Granholm appointed Peters after he lost an extremely close race for Michigan attorney general in 2002.

“Granholm rescued Peters from the political wilderness when she appointed him to be lottery director, which was a plum job at that time,” said Bill Ballenger, a Michigan political pundit and a former Republican member of the Wolverine State’s House of Representatives and Senate.

Peters parlayed the lottery commission job into a successful run for Congress in 2008 and went on to win a U.S. Senate seat in 2014.

“He’s a moderate Democrat who doesn’t draw a lot of attention to himself, but he really seems to have grown into his job as the DSCC chairman,” Ballenger said.

With a runoff election scheduled on December 6 in Georgia for the last remaining Senate seat, Democrats hold a 50-49 edge over Republicans.

Even if Republican Herschel Walker wins the runoff over incumbent Democrat Raphael Warnock to create a 50-50 Senate, Vice President Kamala Harris, a former Democratic senator from California, will cast the deciding vote on any ties in future debates.

Virtually the same scenario unfolded after the presidential election in 2020 when another Democratic senator with links to the gambling industry, Catherine Cortez Masto of Nevada, served as chair of the DSCC.

Masto, 58, was re-elected this month to a second six-year term in the Senate.

“Gone are the days when scores of congressional members would wake up thinking about how to enact harmful policies specifically targeting gaming,” said Whit Askew, a former lobbyist for the American Gaming Association who works for Subject Matter, an influential lobbying firm in Washington, D.C.

“In contrast, today there is an active Congressional Gaming Caucus with dozens of members representing diverse regional and political stripes.”

Disbanded twice previously, the Congressional Gaming Caucus was relaunched in 2020 by Republican Guy Reschenthaler of Pennsylvania and Democrat Dina Titus of Nevada.

Both Reschenthaler, 39, and Titus, 72, were re-elected to two-year terms in the U.S. House of Representatives this month.

Meanwhile, the political influence of gaming tribes — in states as well as in Congress — has never been stronger.

House Speaker Nancy Pelosi, who announced on November 17 she was stepping down from her leadership post, had an enormous impact on the inclusion of Native American leaders in the political process, according to tribal gaming lobbyist Michael Anderson of Washington, D.C.

“In the gaming arena, Pelosi routinely deferred to the expertise of [House] Natural Resources Committee Chairs like [Democrat] Raul Grijalva in shepherding bills like the Catawba casino land-in-trust bill through Congress,” Anderson said.
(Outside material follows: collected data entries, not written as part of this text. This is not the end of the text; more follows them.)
PR #371, opened 2026-03-24
Ingest Cilium CRDs (CNP, CCNP, CIDRGroup) into resource stream

pavankumarinnamuri:
## Summary

Adds support for ingesting Cilium CRDs — CiliumNetworkPolicy, CiliumClusterwideNetworkPolicy, 
and CiliumCIDRGroup — into the resource stream sent to CloudSecure.

### What changed

- **Proto schema**: Added Cilium-specific message types to `KubernetesObjectData` 
  (policy rules, ingress/egress, CIDR sets, FQDN selectors, ICMP, services, AWS groups, 
  authentication, default deny)
- **Typed deserialization** (`cilium.go`): Converts unstructured Cilium CRDs into typed 
  Cilium structs via `CodecFactory`/`UniversalDeserializer`, then maps them to proto. 
  Handles both `v2` and `v2alpha1` CIDRGroup GVKs.
- **Converter injection** (`watcher.go`): Introduced `ResourceConverter` function type 
  so each Watcher uses the right converter (core vs Cilium) without the Watcher knowing 
  about either. Removed `ListResources`/`ExtractObjectMetas` in favor of the converter 
  operating directly on unstructured objects.
- **Resilience**: Converter errors during list operations log-and-skip rather than 
  failing the entire stream. `FetchResources` handles NotFound (deleted CRDs) alongside 
  Forbidden.
- **RBAC**: ClusterRole updated to grant get/list/watch on `cilium.io` resources.


api/illumio/cloud/k8sclustersync/v1/k8s_info.proto
```diff
@@ -97,6 +99,81 @@ message KubernetesNetworkPolicyData {
...
+  // ToEndpoints selects destination endpoints by labels (for egress rules).
+  repeated LabelSelector to_endpoints = 2;
+  // FromCIDR allows traffic from specific CIDR ranges.
+  repeated string from_cidr = 3;
+  // ToCIDR allows traffic to specific CIDR ranges.
+  repeated string to_cidr = 4;
+  // FromCIDRSet allows traffic from CIDR ranges with exceptions.
+  repeated CiliumCIDRSet from_cidr_set = 5;
+  // ToCIDRSet allows traffic to CIDR ranges with exceptions.
+  repeated CiliumCIDRSet to_cidr_set = 6;
```
sungkyunchung: Can we use a single field instead of having both `from_` and `to_`?  It looks like ingress rules only use from, and egress rules only use to.

internal/controller/stream/resources/watcher.go
```diff
@@ -88,7 +88,12 @@ func (r *Watcher) WatchK8sResources(ctx context.Context, cancel context.CancelFu
 
 // DynamicListResources lists a specified resource dynamically and sends down the current gRPC stream.
 func (r *Watcher) DynamicListResources(ctx context.Context, logger *zap.Logger, apiGroup string) (string, error) {
-	objGVR := schema.GroupVersionResource{Group: apiGroup, Version: "v1", Resource: r.resourceName}
+	objGVR := schema.GroupVersionResource{Group: apiGroup, Version: getVersionForGroup(apiGroup), Resource: r.resourceName}
+
+	// For Cilium policies, we need the full unstructured object to extract the spec
+	if controller.IsCiliumPolicy(removeListSuffix(r.resourceName)) {
```
rigdomin-illumio: Where are we registering Cilium resource watcher?
Based on watch object struct, it looks like a single watch instance is dedicated to resource name, no?

Also, what would `r.resourceName` be here?
The method checks for `CiliumNetworkPolicy` or `CiliumClusterwideNetworkPolicy`; but i suspect `r.resourceName` would contain something more generic like `ciliumnetworkpolicies` based of clusterrole.yml

rigdomin-illumio (dismissed):
Called out some nit picks and concerns.
Big item to discuss will be around design comment:
https://github.com/illumio/cloud-operator/pull/371/changes#r3019112187

api/illumio/cloud/k8sclustersync/v1/k8s_info.proto
pavankumarinnamuri: toPorts is actually used in both ingress and egress rule. that's why we need the separation.

internal/controller/cilium_network_policy.go
```diff
@@ -0,0 +1,337 @@
...
+)
+
+// IsCiliumPolicy returns true if the resource kind is a Cilium network policy.
+func IsCiliumPolicy(kind string) bool {
+	return kind == "CiliumNetworkPolicy" || kind == "CiliumClusterwideNetworkPolicy"
+}
+
+// ConvertUnstructuredToCiliumPolicy converts an unstructured Cilium policy to a KubernetesObjectData proto.
+// This handles both CiliumNetworkPolicy and CiliumClusterwideNetworkPolicy.
+func ConvertUnstructuredToCiliumPolicy(obj *unstructured.Unstructured) *pb.KubernetesObjectData {
```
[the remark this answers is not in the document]
rlenglet: > Having strict parsing on operator puts a lot of weight on operator maintaining schema correctness.

How much effort do you expect this parsing to be? Those CRDs are immutable. And these resources must be parsed anyway. Why does it matter where they are parsed?
IMHO, parsing on the client side and strongly typing APIs makes interoperability much easier. There's no surprise about what the client is sending and what the server expects.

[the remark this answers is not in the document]
rlenglet: Also, there's data we don't care about, esp. the `status`.
Parsing on the client side and having a focused API allows for eliminating that unnecessary data, which can sometimes be quite big.

api/illumio/cloud/k8sclustersync/v1/k8s_info.proto
```diff
@@ -97,6 +99,81 @@ message KubernetesNetworkPolicyData {
...
+  // Uses Cilium's endpoint selector which supports label-based and identity-based selection.
+  LabelSelector endpoint_selector = 1;
+  // Ingress rules define allowed/denied incoming traffic.
+  repeated CiliumNetworkPolicyRule ingress_rules = 2;
+  // Egress rules define allowed/denied outgoing traffic.
+  repeated CiliumNetworkPolicyRule egress_rules = 3;
+  // IngressDeny rules explicitly deny incoming traffic.
+  repeated CiliumNetworkPolicyRule ingress_deny_rules = 4;
+  // EgressDeny rules explicitly deny outgoing traffic.
+  repeated CiliumNetworkPolicyRule egress_deny_rules = 5;
```
rlenglet: Clarify somewhere that the rules are aggregated from both the `spec` and `specs` fields.
https://github.com/cilium/cilium/blob/fa61925279472dff994027c66046aaf4ab709df0/pkg/k8s/apis/cilium.io/v2/cnp_types.go#L39-L47
Same for `KubernetesCiliumClusterwideNetworkPolicyData` below.

api/illumio/cloud/k8sclustersync/v1/k8s_info.proto
```diff
@@ -97,6 +99,81 @@ message KubernetesNetworkPolicyData {
...
+}
+
+// KubernetesCiliumClusterwideNetworkPolicyData contains information specific to a CiliumClusterwideNetworkPolicy object.
+// CiliumClusterwideNetworkPolicy is a cluster-scoped policy that applies across all namespaces.
+// https://docs.cilium.io/en/stable/security/policy/language/#ciliumclusterwidenetworkpolicy
+message KubernetesCiliumClusterwideNetworkPolicyData {
+  // Endpoint selector selects the pods to which this policy applies cluster-wide.
+  LabelSelector endpoint_selector = 1;
+  // Node selector selects the nodes to which this policy applies (for host policies).
+  optional LabelSelector node_selector = 2;
```
rlenglet: This is not modeled correctly. `endpointSelector` and `nodeSelector` are specified per-rule, not per-policy:
https://github.com/cilium/cilium/blob/fa61925279472dff994027c66046aaf4ab709df0/pkg/policy/api/rule.go#L71-L83
Move these fields into `CiliumNetworkPolicyRule`.

api/illumio/cloud/k8sclustersync/v1/k8s_info.proto
```diff
@@ -97,6 +99,81 @@ message KubernetesNetworkPolicyData {
...
+  repeated CiliumNetworkPolicyRule egress_rules = 4;
+  // IngressDeny rules explicitly deny incoming traffic.
+  repeated CiliumNetworkPolicyRule ingress_deny_rules = 5;
+  // EgressDeny rules explicitly deny outgoing traffic.
+  repeated CiliumNetworkPolicyRule egress_deny_rules = 6;
+}
+
+// CiliumNetworkPolicyRule defines a single Cilium ingress or egress rule.
+// Cilium rules support richer selectors including identity-based and CIDR-based selection.
+message CiliumNetworkPolicyRule {
```
rlenglet: Add fields that you omitted:
- `enableDefaultDeny`: https://github.com/cilium/cilium/blob/fa61925279472dff994027c66046aaf4ab709df0/pkg/policy/api/rule.go#L138
- `labels`: https://github.com/cilium/cilium/blob/fa61925279472dff994027c66046aaf4ab709df0/pkg/policy/api/rule.go#L119
- `description`: https://github.com/cilium/cilium/blob/fa61925279472dff994027c66046aaf4ab709df0/pkg/policy/api/rule.go#L145

I don't think we need to include `log` (https://github.com/cilium/cilium/blob/fa61925279472dff994027c66046aaf4ab709df0/pkg/policy/api/rule.go#L150).

rlenglet: Split this into multiple messages, one for ingress rule and another for egress rule.
https://github.com/cilium/cilium/blob/fa61925279472dff994027c66046aaf4ab709df0/pkg/policy/api/rule.go#L85-L111
Mixing ingress and egress into a single message is very confusing. Not sure if it's worth splitting between allow rules and deny rules, like Cilium does. Let's see how it goes first with splitting ingress vs. egress.

rlenglet: This is missing important fields.
For example:
- `toFQDNs`: https://github.com/cilium/cilium/blob/fa61925279472dff994027c66046aaf4ab709df0/pkg/policy/api/egress.go#L167
- `icmps`: https://github.com/cilium/cilium/blob/0dec54c5a7a314ad7feec23b75d3ef1768f20838/pkg/policy/api/egress.go#L176-L177
- `authentication`: https://github.com/cilium/cilium/blob/fa61925279472dff994027c66046aaf4ab709df0/pkg/policy/api/egress.go#L182
- `fromGroups`: https://github.com/cilium/cilium/blob/0dec54c5a7a314ad7feec23b75d3ef1768f20838/pkg/policy/api/ingress.go#L78-L89
- `fromNodes`: https://github.com/cilium/cilium/blob/0dec54c5a7a314ad7feec23b75d3ef1768f20838/pkg/policy/api/ingress.go#L91-L96
- `toServices`: https://github.com/cilium/cilium/blob/0dec54c5a7a314ad7feec23b75d3ef1768f20838/pkg/policy/api/egress.go#L77-L82
- `toGroups`: https://github.com/cilium/cilium/blob/0dec54c5a7a314ad7feec23b75d3ef1768f20838/pkg/policy/api/egress.go#L84-L95
- `toNodes`: https://github.com/cilium/cilium/blob/0dec54c5a7a314ad7feec23b75d3ef1768f20838/pkg/policy/api/egress.go#L97-L101

PLEASE review the CRDs and make sure that all relevant fields from policy and rule types are included in this API.
https://github.com/cilium/cilium/blob/fa61925279472dff994027c66046aaf4ab709df0/pkg/k8s/apis/cilium.io/v2/cnp_types.go#L32-L54
https://github.com/cilium/cilium/blob/fa61925279472dff994027c66046aaf4ab709df0/pkg/k8s/apis/cilium.io/v2/ccnp_types.go#L28-L53
https://github.com/cilium/cilium/blob/0dec54c5a7a314ad7feec23b75d3ef1768f20838/pkg/policy/api/rule.go#L70-L151

rlenglet (changes requested):
I looked only at the API changes.
Please structure this API to more closely follow Cilium's CRDs. Esp. it would be easier to follow if you split ingress and egress rules into different messages.
And there were quite a few discrepancies with the Cilium CRDs and missing fields. Please do another pass to make sure you closely follow the CRDs and include all relevant fields.

internal/controller/cilium_network_policy.go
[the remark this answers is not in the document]
rlenglet: More generally also, I prefer to tightly couple our backend server with our cloud-operator, than tightly coupling our backend server with Cilium and each CNI plugin.
I'd rather have the backend server have dependencies on this one API defined in cloud-operator, rather than have it directly coupled with 4 CNI plugins for policy APIs, and 4 different flow formats.

In any case, @rigdomin-illumio, you will have to parse those policies inside cloud-operator to implement the operator logic. So we might as well send the result of that parsing to the server. cloud-operator cannot keep those resources opaque.

api/illumio/cloud/k8sclustersync/v1/k8s_info.proto
rigdomin-illumio: Done

rigdomin-illumio: Created separate CiliumIngressRule and CiliumEgressRule messages.

rigdomin-illumio: Done

api/illumio/cloud/k8sclustersync/v1/k8s_info.proto
rigdomin-illumio: **Went for a Hierarchical Approach**

Rationale:
- Accurate 1:1 mapping to Cilium's CRD structure
- Solves both Comment 2 and Comment 3 together
- No data loss - can reconstruct original policy structure
- Spec-level fields (description, labels, enableDefaultDeny) have a proper home
- Easier to validate and debug by comparing with `kubectl get cnp -o yaml`

### Changes Made
1. Created `CiliumPolicySpec` message with selector + rules + metadata
2. Created `CiliumDefaultDeny` message for enable_default_deny field
3. Updated `KubernetesCiliumNetworkPolicyData` to use `repeated CiliumPolicySpec specs`
4. Updated `KubernetesCiliumClusterwideNetworkPolicyData` similarly
5. Updated conversion code:
   - `collectCiliumSpecs()` reads from both `spec` and `specs` fields
   - `convertCiliumPolicySpec()` converts each spec with its selector and rules
   - `convertCiliumDefaultDeny()` handles enableDefaultDeny config

api/illumio/cloud/k8sclustersync/v1/k8s_info.proto
rigdomin-illumio: The hierarchical spec structure naturally handles both `spec` and `specs` by converting them to a unified `repeated CiliumPolicySpec specs` array.

internal/controller/stream/resources/watcher.go
```diff
@@ -117,6 +122,41 @@ func (r *Watcher) DynamicListResources(ctx context.Context, logger *zap.Logger,
...
+	unstructuredResources, err := r.FetchResources(ctx, objGVR, metav1.NamespaceAll)
+	if err != nil {
+		return "", err
+	}
+
+	for i := range unstructuredResources.Items {
+		item := &unstructuredResources.Items[i]
+		metadataObj := controller.ConvertUnstructuredToCiliumPolicy(item)
+
+		r.logger.Info("Sending Cilium policy",
```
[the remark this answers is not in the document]
rigdomin-illumio: Future TODO.
Context is empty at this time

api/illumio/cloud/k8sclustersync/v1/k8s_info.proto
```diff
@@ -97,6 +99,229 @@ message KubernetesNetworkPolicyData {
...
+  }
+}
+
+// CiliumAWSGroup defines AWS-specific security group selector fields.
+message CiliumAWSGroup {
+  optional string region = 1;
+  // Security group IDs (Cilium supports multiple per group selector)
+  repeated string security_group_ids = 2;
+  optional string vpc_id = 3;
+}
```
sungkyunchung, line 248: I think we are missing Labels and SecurityGroupNames here. Other fields look good to me https://github.com/cilium/cilium/blob/3977f6a1120bf5ec0206c1b3c484ba094da82c7d/pkg/policy/api/groups.go#L34

api/illumio/cloud/k8sclustersync/v1/k8s_info.proto
```diff
@@ -97,6 +99,229 @@ message KubernetesNetworkPolicyData {
...
+// The duplication is minimal (one repeated field each) and preserves semantic clarity.
+
+// KubernetesCiliumNetworkPolicyData contains information specific to a CiliumNetworkPolicy object.
+// CiliumNetworkPolicy is a namespaced policy that applies to pods selected by the endpoint selector.
+// https://docs.cilium.io/en/stable/security/policy/language/#ciliumnetworkpolicy
+message KubernetesCiliumNetworkPolicyData {
+  // Policy specs from both `spec` (single) and `specs` (array) fields, unified as an array.
+  // Each spec has its own endpoint selector and rules, mirroring Cilium's CRD structure.
+  repeated CiliumPolicySpec specs = 1;
+}
```
ryan-er, line 116: Ohh so this is more recent than Sungkyun's one that I reviewed. I suggest moving this out to a separate PR and get it reviewed and finalized. If it gets merged it can unblock server side i.e. k8sclustersync too cc @rlenglet

api/illumio/cloud/k8sclustersync/v1/k8s_info.proto
```diff
@@ -97,6 +99,229 @@ message KubernetesNetworkPolicyData {
...
+
+// KubernetesCiliumClusterwideNetworkPolicyData contains information specific to a CiliumClusterwideNetworkPolicy object.
+// CiliumClusterwideNetworkPolicy is a cluster-scoped policy that applies across all namespaces.
+// https://docs.cilium.io/en/stable/security/policy/language/#ciliumclusterwidenetworkpolicy
+message KubernetesCiliumClusterwideNetworkPolicyData {
+  // Policy specs from both `spec` (single) and `specs` (array) fields, unified as an array.
+  // Each spec has its own endpoint/node selector and rules, mirroring Cilium's CRD structure.
+  repeated CiliumPolicySpec specs = 1;
```
ryan-er, line 124: I think there's status field here? https://docs.cilium.io/en/stable/network/kubernetes/policy/#ciliumclusterwidenetworkpolicy

internal/controller/stream/resources/watcher.go
```diff
@@ -117,6 +136,50 @@ func (r *Watcher) DynamicListResources(ctx context.Context, logger *zap.Logger,
...
+			zap.String("name", item.GetName()),
+			zap.String("namespace", item.GetNamespace()),
+			zap.String("kind", item.GetKind()))
+
+		err = r.streamManager.SendObjectData(logger, metadataObj)
+		if err != nil {
+			r.logger.Error("Cannot send Cilium policy metadata", zap.Error(err))
+
+			return "", err
+		}
```
ryan-er: Do we need to duplicate sending code that is already in `DynamicListResources`? Unless there's a good reason. Sending should still be exclusively done inside `DynamicListResources`. It's cleaner that way IMO.

rlenglet: +1

api/illumio/cloud/k8sclustersync/v1/k8s_info.proto
rlenglet: Yeah, but I think only a subset is relevant/interesting in there.
https://github.com/cilium/cilium/blob/fa61925279472dff994027c66046aaf4ab709df0/pkg/k8s/apis/cilium.io/v2/cnp_types.go#L78-L93
We can add that subset later if needed.

internal/controller/stream/resources/watcher.go
```diff
@@ -107,6 +107,12 @@ func (r *Watcher) WatchK8sResources(ctx context.Context, cancel context.CancelFu
 
 // DynamicListResources lists a specified resource dynamically and sends down the current gRPC stream.
 func (r *Watcher) DynamicListResources(ctx context.Context, logger *zap.Logger) (string, error) {
+	// For Cilium policies, we need the full unstructured object to extract the spec.
+	// Note: r.resourceName is lowercase plural (e.g., "ciliumnetworkpolicies").
+	if controller.IsCiliumPolicy(r.resourceName) {
+		return r.listCiliumResources(ctx, logger)
```
sungkyunchung: Can we modify this function to return *pb.KubernetesObjectData so both Cilium resources and core resources can be sent in the same place like we do in processMutation()?

internal/controller/cilium_network_policy.go
```diff
@@ -0,0 +1,756 @@
...
+	objMetadata := &pb.KubernetesObjectData{
+		Annotations:       obj.GetAnnotations(),
+		CreationTimestamp: timestamppb.New(obj.GetCreationTimestamp().Time),
+		Kind:              kind,
+		Labels:            obj.GetLabels(),
+		Name:              obj.GetName(),
+		Namespace:         proto.String(namespace),
+		OwnerReferences:   convertOwnerReferences(obj.GetOwnerReferences()),
+		ResourceVersion:   obj.GetResourceVersion(),
+		Uid:               string(obj.GetUID()),
```
sungkyunchung: Could you add ApiGroup and ApiVersion fields here like we do for core resources

internal/controller/cilium_network_policy.go
```diff
@@ -0,0 +1,756 @@
...
+		rule.NodeSelector = convertCiliumLabelSelector(nodeSelector)
+	}
+
+	// Extract description
+	if description, found, _ := unstructured.NestedString(spec, "description"); found {
+		rule.Description = proto.String(description)
+	}
+
+	// Extract labels
+	if labels, found, _ := unstructured.NestedStringMap(spec, "labels"); found {
```
sungkyunchung: https://github.com/cilium/cilium/blob/40fafc202f3c16dfa287af9eb4dc3f3e72a120f3/pkg/policy/api/rule.go#L119
https://github.com/cilium/cilium/blob/4d49b59a9e62bdf8c5c3b7c51ac85bec0cb02789/pkg/labels/array.go#L14
https://github.com/cilium/cilium/blob/4d49b59a9e62bdf8c5c3b7c51ac85bec0cb02789/pkg/labels/labels.go#L189
Cilium's labels is labels.LabelArray ([]Label — array of {key, value} structs), not map[string]string.

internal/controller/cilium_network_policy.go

“Moreover, she tended to avoid interjecting herself in between divisive tribe-versus-tribe fights like the North Forth Rancheria and Enterprise Rancheria situations in Northern California.”
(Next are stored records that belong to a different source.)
PR #1966, opened 2020-09-02
[BPK-4151]: Added new BpkPriceMarker to map component

olliecurtis:
Maps


packages/bpk-component-map/src/BpkPriceMarker.js
```diff
@@ -0,0 +1,131 @@
...
+  TEXT_STYLES,
+} from 'bpk-component-text/src/BpkText';
+
+import { LatLongPropType, type LatLong } from './common-types';
+import BpkBasicMapMarker from './BpkBasicMapMarker';
+import STYLES from './BpkPriceMarker.scss';
+
+const getClassName = cssModules(STYLES);
+
+export const MARKER_STATUSES = {
```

Yet another sign of the growing prominence of gambling in national affairs can be seen in the legal battle between the U.S. Department of Justice and former President Donald Trump over national security documents taken from Trump’s home in Mar-a-Lago, Florida, on August 8.

James Trusty, one of Trump’s lawyers, is a member of Ifrah Law, a Washington, D.C. firm which represents internet gambling companies.